For me, that was a lot all at one time and it is quite obvious to me that it was pulling from deep within me things that I had not looked at or accepted yet. It was time to look at, accept, forgive (myself and others), and transmute that which I held separate from myself.
One of the most prominent qualities that I needed to look at was pride. Pride only comes up when there is an identification with the “self” that was made in separation. Pride leads to defensiveness, projection (on to others) and judgement (of self and others).

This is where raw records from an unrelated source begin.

PR #38, opened 2016-08-06
Fix branch name case sensitivity

catto:
This PR fixes case sensitivity issue of the branch name. screwdriver-cd/screwdriver#82
`formatScmUrl` funtion will convert scmUrl to lowercase excepting a branch name.

This change breaks relation between pipelineId and scmUrl of existing pipelines. Please just close this PR if you don't want it.

### DIFF
--- a/lib/pipeline.js
+++ b/lib/pipeline.js
@@ -82,13 +82,17 @@ class PipelineModel extends BaseModel {
     formatScmUrl(scmUrl) {
         let result = scmUrl;
         const matched = (schema.config.regex.SCM_URL).exec(result);
+        let branchName = matched[4];
 
         // Check if branch name exists
-        if (!matched[4]) {
-            result = result.concat('#master');
+        if (!branchName) {
+            branchName = '#master';
         }
 
-        return result.toLowerCase();
+        // Do not convert branch name to lowercase
+        result = result.split('#')[0].toLowerCase().concat(branchName);
+
+        return result;
     }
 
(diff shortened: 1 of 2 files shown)


lib/pipeline.js
```diff
@@ -82,13 +82,17 @@ class PipelineModel extends BaseModel {
     formatScmUrl(scmUrl) {
         let result = scmUrl;
         const matched = (schema.config.regex.SCM_URL).exec(result);
+        let branchName = matched[4];
```
FenrirUnbound: I'm not a terribly big fan of magic numbers. It isn't your fault (since this is how it was before), but could you define this `4` as constant?

FenrirUnbound:
👍 

Looks good

lf04obq

lib/pipeline.js
catto: Okay, I'll fix it.
Should I define that constant at `screwdriver-data-schema` module?

FenrirUnbound: At the top of this file should be ok

FenrirUnbound: Like a 

```
const MATCH_COMPONENT_BRANCH_NAME = 4;
```

catto: Done!

FenrirUnbound:
👍 Still good to me 😸

stjohnjohnson:
LGTM 👍 
excellent

PR #41, opened 2016-08-09
[F1] Pass new arguments to Executor (4th)

FenrirUnbound:
Resolving the merge conflicts with PR #32.

[Feature](https://github.com/screwdriver-cd/screwdriver/issues/77)

Passing:
- buildId - Build Identifier (to look up stuff)
- container - Container to start in
- apiUri - URI to hit our API
- token - Token to be able to read/write from the API

Closes #32

PR #42, opened 2016-08-10
Sanitize datastore saves by valid keys

FenrirUnbound:
Currently, anything that is passed to a `.create()` will be stored in the datastore table. This PR intends to filter the incoming data, so that we only save values assigned to valid columns. In addition, this change will make sure that the Model is constructed with the correct parameters.

This will help with PR #41 in order to filter out the overloaded parameters field.

### DIFF
--- a/lib/baseFactory.js
+++ b/lib/baseFactory.js
@@ -55,14 +55,21 @@ class BaseFactory {
             table: this.table,
             params: {
                 id,
-                data: config
+                data: {}
             }
         };
 
+        // Filter for valid keys
+        this.model.allKeys.forEach((key) => {
+            if (config[key]) {
+                modelConfig.params.data[key] = config[key];
+            }
+        });
+
         return nodeify.withContext(this.datastore, 'save', [modelConfig])
-            // add datastore to create config
-            .then(modelData => this.createClass(hoek.applyToDefaults(modelData, {
-                datastore: this.datastore
+            .then(modelData => this.createClass(hoek.applyToDefaults(config, {
+                datastore: this.datastore,
+                id: modelData.id
             })));
     }
 
--- a/test/lib/buildFactory.test.js
+++ b/test/lib/buildFactory.test.js
@@ -115,7 +115,6 @@ describe('Build Factory', () => {
                     createTime: dateNow,
                     number: dateNow,
                     status: 'QUEUED',
-                    username,
                     jobId,
                     sha
                 }
@@ -147,6 +146,17 @@ describe('Build Factory', () => {
                 assert.deepEqual(model.executor, executor);
                 assert.isFalse(jobFactoryMock.get.called);
                 assert.isFalse(userFactoryMock.get.called);
+            });
+        });
+
+        it('ignores extraneous parameters', () => {
+            const expected = {};
+            const garbage = 'garbageData';
+
+            datastore.save.yieldsAsync(null, expected);
+
+            return factory.create({ garbage, username, jobId, sha }).then(() => {
+                assert.calledWith(datastore.save, saveConfig);
             });
         });
 


stjohnjohnson:
LGTM 👍

lib/baseFactory.js
```diff
@@ -55,13 +55,21 @@ class BaseFactory {
...
+                modelConfig.params.data[key] = config[key];
+            }
+        });
+
         return nodeify.withContext(this.datastore, 'save', [modelConfig])
-            .then(modelData => this.createClass(hoek.applyToDefaults(modelData, {
-                datastore: this.datastore
+            .then(modelData => this.createClass(hoek.applyToDefaults(config, {
+                datastore: this.datastore,
+                id: modelData.id
```
d2lam, line 72: Huh? I don't get this. Why need id now?

lib/baseFactory.js
```diff
@@ -55,13 +55,21 @@ class BaseFactory {
...
+        this.model.allKeys.forEach((key) => {
+            if (config[key]) {
+                modelConfig.params.data[key] = config[key];
+            }
+        });
+
         return nodeify.withContext(this.datastore, 'save', [modelConfig])
-            .then(modelData => this.createClass(hoek.applyToDefaults(modelData, {
-                datastore: this.datastore
+            .then(modelData => this.createClass(hoek.applyToDefaults(config, {
```
nkatzman, line 70: why change this from `modelData` to `config` ? 

The base class will do essentially the same thing being done on lines 63 to 67, so you don't need all those extra "config" parameters anyway

https://github.com/screwdriver-cd/models/blob/master/lib/base.js#L19-L21

nkatzman, line 70: Oh except I see. The point of this PR is not just to sanitize datastore saves, but really to be able to call `this.createClass` with extra parameters

test/lib/buildFactory.test.js
```diff
@@ -143,6 +142,17 @@ describe('Build Factory', () => {
...
         });
 
+        it('ignores extraneous parameters', () => {
+            const expected = {};
+            const garbage = 'garbageData';
+
+            datastore.save.yieldsAsync(null, expected);
+
+            return factory.create({ garbage, username, jobId, sha }).then(() => {
+                assert.calledWith(datastore.save, saveConfig);
```
nkatzman, line 159: should also assert that build.create is called with garbage if thats an intended change you want to test

lib/baseFactory.js
FenrirUnbound, line 70: Right. The `config` argument is overloaded with elements to save in the datastore, as well as elements that will be utilized the construct the model. I've updated the PR description to reflect this.

lib/baseFactory.js
FenrirUnbound, line 72: The factories ask for it. Examples:
- [build](https://github.com/screwdriver-cd/models/blob/master/lib/buildFactory.js)
- [job](https://github.com/screwdriver-cd/models/blob/master/lib/jobFactory.js#L23)
- [pipeline](https://github.com/screwdriver-cd/models/blob/master/lib/pipelineFactory.js#L24)

test/lib/buildFactory.test.js
FenrirUnbound, line 159: That case was omitted. The datastore is sensitive towards what data it gets, so the intent is to only validate that the `datastore.save` is called with the correct parameters.

nkatzman:
👍

test/lib/buildFactory.test.js
petey, line 159: I kinda agree with Darren here. Class creation is treated in this test as an external run-time dependency (e.g. async), and should ultimately be tested there. One could argue that there should be a test for `base.constructor` that ensures that garbage keys are not set on the model when they are not part of the schema or otherwise expected by that class.

d2lam:
👍

PR #43, opened 2016-08-11
buildFactory handles executor in construction

petey:
Needed before: https://github.com/screwdriver-cd/screwdriver/pull/88
- The BuildFactory needs to handle adding executor to Build models.
- All factories should have a more robust getInstance method.
- `pipeline.formatScmUrl()` isn't actually used by anything, so it has been removed

### DIFF
--- a/lib/pipeline.js
+++ b/lib/pipeline.js
@@ -1,8 +1,6 @@
 'use strict';
 const BaseModel = require('./base');
 const JobFactory = require('./jobFactory');
-const schema = require('screwdriver-data-schema');
-const MATCH_COMPONENT_BRANCH_NAME = 4;
 
 class PipelineModel extends BaseModel {
     /**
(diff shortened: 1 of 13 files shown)


lib/pipeline.js
```diff
@@ -37,28 +35,6 @@ class PipelineModel extends BaseModel {
     }
 
     /**
-     * Format the scm url to include a branch and make case insensitive
-     * @method formatScmUrl
-     * @param  {String}     scmUrl Github scm url
-     * @return {String}            Lowercase scm url with branch name
-     */
-    formatScmUrl(scmUrl) {
```
tkyi, line 45: this method is actually used in the API
https://github.com/screwdriver-cd/screwdriver/blob/7756636b22ebe84600f4f5e591bbe3c49d1e5208/plugins/pipelines/create.js#L22

tkyi, line 45: Nevermind, I see that you moved it in your other pull request
https://github.com/screwdriver-cd/screwdriver/pull/88

petey, line 45: Yeah, it was used statically in one place in the api in a place where it makes no sense to instantiate a new pipeline just to use this function. I moved the function to the appropriate place in the API. If it REALLY needs to be used elsewhere, we can make a helper module for it.

jer, line 45: Looks like it was moved there: https://github.com/screwdriver-cd/screwdriver/pull/88/files#diff-1eb6375f360812e82460d42f926123b1R14

jer:
👍  ogbvdqu - imgur

tkyi:
👍 
giphy-2

test/lib/buildFactory.test.js
```diff
@@ -245,10 +252,25 @@ describe('Build Factory', () => {
...
+            const f2 = BuildFactory.getInstance({ datastore, executor });
 
             assert.equal(f1, f2);
         });
+
+        it('should not require config on second call', () => {
+            const f1 = BuildFactory.getInstance({ datastore, executor });
+            const f2 = BuildFactory.getInstance();
+
+            assert.equal(f1, f2);
```
nkatzman, line 265: is this sufficient to check that two instances of build are the same?

petey, line 265: This would verify the references of the object are identical, as opposed to the content, so it should be enough.

PR #44, opened 2016-08-11
Fix call to get pipeline admin

tkyi:
The method `getAdmin` was changed to `get admin` and the call to get admins was never updated.
Fixing bug here.

https://github.com/screwdriver-cd/models/blob/f4fbf01f9d5f048d4f44feee602610023c23b01a/lib/pipeline.js#L43


FenrirUnbound:
👍 

Looks fine to me

fpdkh8g - imgur

petey:
👍 
cats_lol

PR #47, opened 2016-08-12
Fix circular dependency issues

petey:
- Lazy load factory dependencies to prevent circular dependency issues
  https://nodejs.org/api/modules.html#modules_cycles
- Utilize getInstance method
- Handle datastore misses when fetching data
- UserFactory should handle passing around the password for encryption


jer:
👍 I'm glad you figured that one out. That's tricky.

Filbird:
👍 Makes sense

nkatzman:
👍  looks fine

PR #50, opened 2016-08-12
Base model tracks changed fields

petey:
- Store the rowData passed to the constructor in a private field and dynamically generate getters and setters for class members.
- Save dirty bits for fields changed with setters.
- Update only those fields that have changed since the model was constructed, or the last update operation was run


nkatzman:
👍

jer:
👍

PR #60, opened 2016-08-12
Use repo's owner username in createstatus

d2lam:
The github API requires the Repository's user instead of the build user when updating the status.

```
github.com/<user>/<repo>
```

is the target for the update

### DIFF
--- a/test/lib/build.test.js
+++ b/test/lib/build.test.js
@@ -173,7 +173,6 @@ describe('Build Model', () => {
     describe('start', () => {
         let sandbox;
         let tokenGen;
-        const user = { username: 'me' };
         const adminUser = { username: 'batman' };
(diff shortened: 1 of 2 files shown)


FenrirUnbound:
Why do we want to use the repository owner's username instead? ( 😉  description 😉 )

test/lib/build.test.js
```diff
@@ -173,7 +173,6 @@ describe('Build Model', () => {
     describe('start', () => {
         let sandbox;
         let tokenGen;
-        const user = { username: 'me' };
```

I seem to have discovered what “the path is narrow” may mean. It means that staying in alignment is the narrow path. Fall to one side and you enter the realm of being “right”, superior, judging others (projection), playing the perpetrator or holding feelings of pride. The other side of the path is not feeling “good” enough, not feeling seen or heard, and playing the victim. Falling to either side stems from powerlessness. You want to feel power and so you think you are powerful if you have “power over” ideas, people, etc., which really is the fear of being powerless (but in that fear, one is powerless of true power). The other side also stems from feeling powerless. You feel the victim and feel powerless, not good enough, etc. Both are two sides of the same coin, powerlessness.
The human condition of separation is powerlessness, no matter which side of the coin it falls on. The only way to have true power to create is through relationship and unity. We don’t even have access to our true potential until we access unity and can sustain unity. When that happens, we will create the world anew. Right now, for many, all the deep hidden stuff that we hold and that we deny in ourselves is coming up to the surface to be forgiven and accepted. We are going through a global purification and we must relinquish attachment to the separate self in order to live in sustained unity consciousness.
To bring this all back around to the 3rd Toad experience, the experience allowed me to feel what it was like to live as my true self, in unity with all, without the veils of ego. However, when the experience “wore off” it has been taking that experience and having the willingness to change and unlearn what patterns, perceptions and beliefs are holding the ego veil in place. To release fear and judgement, to forgive myself (and others) for everything, especially the choice to experience (and keep experiencing) separation. I choose anew to live in unity consciousness. Anything that is in the way of that, will come up to be forgiven, and it is all coming up, believe me.